Begin at the top of the following data. Copy each line exactly until you have copied the line containing "This is actually".

Dataset content Start Marker

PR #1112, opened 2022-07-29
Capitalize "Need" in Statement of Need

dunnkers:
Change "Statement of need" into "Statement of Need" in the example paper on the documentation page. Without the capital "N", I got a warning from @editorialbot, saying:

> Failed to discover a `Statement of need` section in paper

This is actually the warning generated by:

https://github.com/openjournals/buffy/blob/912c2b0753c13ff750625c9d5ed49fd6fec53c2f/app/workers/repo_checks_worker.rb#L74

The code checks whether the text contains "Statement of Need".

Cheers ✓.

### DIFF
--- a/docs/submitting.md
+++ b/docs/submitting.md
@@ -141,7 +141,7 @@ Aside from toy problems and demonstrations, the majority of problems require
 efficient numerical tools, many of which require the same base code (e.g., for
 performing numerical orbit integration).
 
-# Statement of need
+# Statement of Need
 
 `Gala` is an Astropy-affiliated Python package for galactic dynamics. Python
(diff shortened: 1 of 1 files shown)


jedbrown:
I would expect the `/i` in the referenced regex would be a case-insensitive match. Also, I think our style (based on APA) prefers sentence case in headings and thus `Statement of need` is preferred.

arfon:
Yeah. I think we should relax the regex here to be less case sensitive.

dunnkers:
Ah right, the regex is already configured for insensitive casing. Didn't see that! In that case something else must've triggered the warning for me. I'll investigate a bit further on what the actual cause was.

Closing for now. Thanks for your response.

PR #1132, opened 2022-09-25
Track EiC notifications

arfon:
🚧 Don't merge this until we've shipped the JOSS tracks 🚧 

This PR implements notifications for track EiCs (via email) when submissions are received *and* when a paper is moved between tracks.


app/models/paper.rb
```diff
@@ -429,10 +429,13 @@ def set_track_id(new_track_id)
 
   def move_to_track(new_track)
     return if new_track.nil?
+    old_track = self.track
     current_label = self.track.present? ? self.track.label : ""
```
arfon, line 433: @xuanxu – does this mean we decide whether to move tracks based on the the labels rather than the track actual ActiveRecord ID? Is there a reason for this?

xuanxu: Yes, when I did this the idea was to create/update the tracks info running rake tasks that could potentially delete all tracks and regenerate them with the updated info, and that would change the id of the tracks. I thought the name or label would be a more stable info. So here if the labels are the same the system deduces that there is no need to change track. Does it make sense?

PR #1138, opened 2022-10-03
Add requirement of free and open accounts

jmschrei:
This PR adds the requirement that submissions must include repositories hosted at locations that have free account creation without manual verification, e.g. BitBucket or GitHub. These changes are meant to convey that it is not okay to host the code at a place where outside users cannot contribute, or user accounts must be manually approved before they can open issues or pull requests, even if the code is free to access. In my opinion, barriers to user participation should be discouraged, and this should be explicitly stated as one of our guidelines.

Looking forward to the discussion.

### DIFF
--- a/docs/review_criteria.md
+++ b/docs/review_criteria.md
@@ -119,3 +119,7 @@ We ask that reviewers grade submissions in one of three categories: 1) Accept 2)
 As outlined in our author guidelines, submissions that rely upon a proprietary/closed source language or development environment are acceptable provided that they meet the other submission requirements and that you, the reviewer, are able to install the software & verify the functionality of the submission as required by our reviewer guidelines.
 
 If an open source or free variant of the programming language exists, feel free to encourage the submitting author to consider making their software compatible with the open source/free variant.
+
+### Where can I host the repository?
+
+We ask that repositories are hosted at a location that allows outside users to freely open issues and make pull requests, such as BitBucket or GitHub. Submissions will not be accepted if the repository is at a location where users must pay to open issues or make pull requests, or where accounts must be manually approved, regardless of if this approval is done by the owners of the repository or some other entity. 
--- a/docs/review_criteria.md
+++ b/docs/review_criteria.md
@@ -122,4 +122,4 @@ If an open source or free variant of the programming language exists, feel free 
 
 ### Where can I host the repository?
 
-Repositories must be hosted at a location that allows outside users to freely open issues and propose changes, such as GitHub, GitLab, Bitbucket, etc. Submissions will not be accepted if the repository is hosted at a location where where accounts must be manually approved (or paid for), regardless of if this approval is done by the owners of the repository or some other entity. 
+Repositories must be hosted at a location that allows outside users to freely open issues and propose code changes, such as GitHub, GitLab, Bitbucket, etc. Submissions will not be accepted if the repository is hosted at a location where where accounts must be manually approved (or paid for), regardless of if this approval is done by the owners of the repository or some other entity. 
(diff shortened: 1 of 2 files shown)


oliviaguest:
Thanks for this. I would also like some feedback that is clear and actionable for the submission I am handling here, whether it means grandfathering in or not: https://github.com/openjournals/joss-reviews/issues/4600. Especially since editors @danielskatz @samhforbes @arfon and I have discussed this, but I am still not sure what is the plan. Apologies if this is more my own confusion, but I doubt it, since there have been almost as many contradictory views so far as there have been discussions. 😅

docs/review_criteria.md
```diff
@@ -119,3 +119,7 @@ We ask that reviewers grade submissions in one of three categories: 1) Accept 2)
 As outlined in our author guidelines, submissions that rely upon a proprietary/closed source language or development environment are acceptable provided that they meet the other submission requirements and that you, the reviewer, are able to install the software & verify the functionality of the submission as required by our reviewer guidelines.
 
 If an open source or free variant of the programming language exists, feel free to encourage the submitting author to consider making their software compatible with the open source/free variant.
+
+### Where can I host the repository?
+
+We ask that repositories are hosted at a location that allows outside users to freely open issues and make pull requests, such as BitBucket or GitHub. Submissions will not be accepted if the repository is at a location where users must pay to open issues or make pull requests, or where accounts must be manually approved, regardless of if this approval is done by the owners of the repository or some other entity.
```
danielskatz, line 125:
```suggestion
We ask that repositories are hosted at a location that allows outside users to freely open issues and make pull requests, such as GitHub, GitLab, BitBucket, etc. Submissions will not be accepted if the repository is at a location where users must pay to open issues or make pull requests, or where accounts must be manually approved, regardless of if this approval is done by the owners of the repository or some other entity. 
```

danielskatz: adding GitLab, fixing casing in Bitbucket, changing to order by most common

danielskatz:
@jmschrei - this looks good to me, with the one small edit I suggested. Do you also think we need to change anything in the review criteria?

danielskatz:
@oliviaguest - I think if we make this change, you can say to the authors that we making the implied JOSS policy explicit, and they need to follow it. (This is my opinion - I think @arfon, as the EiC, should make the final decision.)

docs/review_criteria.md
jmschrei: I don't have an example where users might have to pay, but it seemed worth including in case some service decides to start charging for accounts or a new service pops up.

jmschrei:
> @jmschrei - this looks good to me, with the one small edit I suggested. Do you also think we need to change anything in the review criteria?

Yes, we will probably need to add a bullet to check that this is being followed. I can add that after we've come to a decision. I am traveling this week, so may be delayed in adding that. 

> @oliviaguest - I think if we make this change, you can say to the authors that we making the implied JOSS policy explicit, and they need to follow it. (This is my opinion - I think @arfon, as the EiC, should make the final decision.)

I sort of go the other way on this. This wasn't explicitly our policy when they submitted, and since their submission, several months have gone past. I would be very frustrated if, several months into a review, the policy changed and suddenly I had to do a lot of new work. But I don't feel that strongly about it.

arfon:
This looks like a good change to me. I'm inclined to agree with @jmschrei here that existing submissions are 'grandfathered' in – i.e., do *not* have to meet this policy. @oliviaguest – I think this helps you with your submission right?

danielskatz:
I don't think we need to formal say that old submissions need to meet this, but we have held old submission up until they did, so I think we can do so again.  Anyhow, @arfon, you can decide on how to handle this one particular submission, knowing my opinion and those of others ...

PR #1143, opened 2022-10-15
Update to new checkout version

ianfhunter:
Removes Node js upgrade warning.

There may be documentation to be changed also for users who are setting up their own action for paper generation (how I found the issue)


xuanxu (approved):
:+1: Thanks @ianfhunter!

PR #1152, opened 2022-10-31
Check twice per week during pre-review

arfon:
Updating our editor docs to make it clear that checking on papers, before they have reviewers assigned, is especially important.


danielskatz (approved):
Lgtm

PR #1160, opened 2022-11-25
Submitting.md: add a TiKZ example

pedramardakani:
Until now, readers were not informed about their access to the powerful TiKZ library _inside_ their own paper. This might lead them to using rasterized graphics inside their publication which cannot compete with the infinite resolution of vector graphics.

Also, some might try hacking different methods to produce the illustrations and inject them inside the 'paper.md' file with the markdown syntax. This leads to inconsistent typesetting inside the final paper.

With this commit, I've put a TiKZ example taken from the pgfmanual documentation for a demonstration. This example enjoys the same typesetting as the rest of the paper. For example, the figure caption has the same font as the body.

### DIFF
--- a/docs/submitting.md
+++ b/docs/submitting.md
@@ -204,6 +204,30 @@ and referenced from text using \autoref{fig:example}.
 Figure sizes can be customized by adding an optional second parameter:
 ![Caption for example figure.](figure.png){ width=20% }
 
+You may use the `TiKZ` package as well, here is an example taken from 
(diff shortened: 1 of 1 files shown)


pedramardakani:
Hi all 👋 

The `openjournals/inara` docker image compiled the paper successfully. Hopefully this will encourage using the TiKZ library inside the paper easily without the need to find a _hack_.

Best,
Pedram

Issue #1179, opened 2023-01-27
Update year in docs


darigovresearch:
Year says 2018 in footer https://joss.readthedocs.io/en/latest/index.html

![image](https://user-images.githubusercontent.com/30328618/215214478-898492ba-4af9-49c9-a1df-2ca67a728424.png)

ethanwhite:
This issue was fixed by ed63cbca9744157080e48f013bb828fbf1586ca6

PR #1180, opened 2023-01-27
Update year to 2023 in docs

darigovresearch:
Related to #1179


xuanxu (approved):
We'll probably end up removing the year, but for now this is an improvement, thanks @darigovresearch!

Dataset content End Marker

:: Solution for this task ::
PR #1112, opened 2022-07-29
Capitalize "Need" in Statement of Need

dunnkers:
Change "Statement of need" into "Statement of Need" in the example paper on the documentation page. Without the capital "N", I got a warning from @editorialbot, saying:

> Failed to discover a `Statement of need` section in paper

This is actually the warning generated by:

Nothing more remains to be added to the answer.